### [TASK TO COMPLETE]
Check each line of the data below for the word "merge", then extract the ones that have it.

### [DATA TO USE]

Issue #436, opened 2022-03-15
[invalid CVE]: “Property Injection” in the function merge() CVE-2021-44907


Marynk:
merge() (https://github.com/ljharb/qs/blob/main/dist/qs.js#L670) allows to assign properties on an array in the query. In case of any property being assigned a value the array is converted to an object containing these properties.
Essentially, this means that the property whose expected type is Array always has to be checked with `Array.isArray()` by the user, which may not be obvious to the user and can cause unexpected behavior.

### [RESPONSE AREA]
[invalid CVE]: “Property Injection” in the function merge() CVE-2021-44907
merge() (https://github.com/ljharb/qs/blob/main/dist/qs.js#L670) allows to assign properties on an array in the query. In case of any property being assigned a value the array is converted to an object containing these properties.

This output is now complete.